A new tiny bio-battery could provide power for a century or more

A professor and his Ph.D. student have modified an ingestible bacteria-powered fuel cell for external use as a portable, storable, and long-lasting power source.
Christopher McFadden
Choi biobattery

A team of researchers from Binghampton University in New York has modified a bio-battery that could be swallowed and then activated by human intestinal PH for new applications outside the body. Professor Seokheun (Shean) Choi and his Ph.D. student Maryam Rezaie shared their results in the journal Small this week.

They found that their "bio-battery," which is indigestible, could potentially provide a charge for up to 100 years if configured correctly. From their previously published research, the "bio-battery" can generate around 100 microwatts per square centimeter of power density. That is enough for wireless transmission, but ten times more would offer many exciting applications.

“The overall objective is to develop a microbial fuel cell that can be stored for a relatively long period without degradation of biocatalytic activity and can also be rapidly activated by absorbing moisture from the air,” explained Choi, a faculty member in the Department of Electrical and Computer Engineering at the Thomas J. Watson College of Engineering and Applied Science.

“We wanted to make these biobatteries for portable, storable, and on-demand power generation capabilities,” Choi said. “The problem is, how can we provide the long-term storage of bacteria until used? And if that is possible, how would you provide on-demand battery activation for rapid and easy power generation? And how would you improve the power?” he added.

The battery, or more correctly, fuel cell, is about the size of a U.S. dime and is sealed with a strip of Kapton tape, which can endure temperatures between -500 and 750 degrees Fahrenheit. The cell is activated when the tape is removed, and moisture is allowed to enter it. When this happens, the bacteria combined with a chemical germinant are encouraged to generate spores. The researchers found that this process generates enough power to power an LED, a digital thermometer, or a small clock.

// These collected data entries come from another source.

PR #938, opened 2021-03-19
update usafacts to use new lag style

sgsmob:
### Description
Update `usafacts` validation to use the conventions introduced in #915.

### Fixes 
- Partial step for #725

### DIFF
--- a/ansible/templates/usafacts-params-prod.json.j2
+++ b/ansible/templates/usafacts-params-prod.json.j2
@@ -19,7 +19,7 @@
     "common": {
       "data_source": "usa-facts",
       "span_length": 14,
-      "end_date": "latest",
+      "end_date": "today",
       "suppressed_errors": [
         {"check_name": "check_val_lt_0"},
         {"check_name": "check_test_vs_reference_avg_changed",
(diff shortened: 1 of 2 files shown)


jingjtang (approved):
lgtm

ansible/templates/usafacts-params-prod.json.j2
```diff
@@ -19,7 +19,7 @@
     "common": {
       "data_source": "usa-facts",
       "span_length": 14,
-      "end_date": "latest",
+      "end_date": "today",
```
krivard, line 22:
```suggestion
      "end_date": "today-2",
```

usafacts/params.json.template
```diff
@@ -19,7 +19,7 @@
     "common": {
       "data_source": "usa-facts",
       "span_length": 14,
-      "end_date": "latest",
+      "end_date": "today",
```
krivard, line 22:
```suggestion
      "end_date": "today-2",
```

krivard (commented):
Update reflecting min_lag pulled from metadata (which has some signals at min_lag 1, some signals at min_lag 2, guessing we'd rather use the worst case there?)

sgsmob:
> Update reflecting min_lag pulled from metadata (which has some signals at min_lag 1, some signals at min_lag 2, guessing we'd rather use the worst case there?)

Thank you for making these suggestions on this PR and the others.  Done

The time to reach full power was reduced from one hour to twenty minutes by heating the bacterial spores, and increased electrical output was produced as the humidity level rose. There was a 2% decrease in power production after a week of storage at ambient temperature.

The Office of Naval Research is funding the project, which, it is envisaged, could be used for various military purposes as a power source that could be used in hostile environments or on the battlefield. However, plenty of civilian uses for such a fuel cell would also exist.

These are all positive outcomes, but Choi is aware that for a fuel cell to be a viable alternative to conventional batteries, it needs to power up faster and provide more voltage.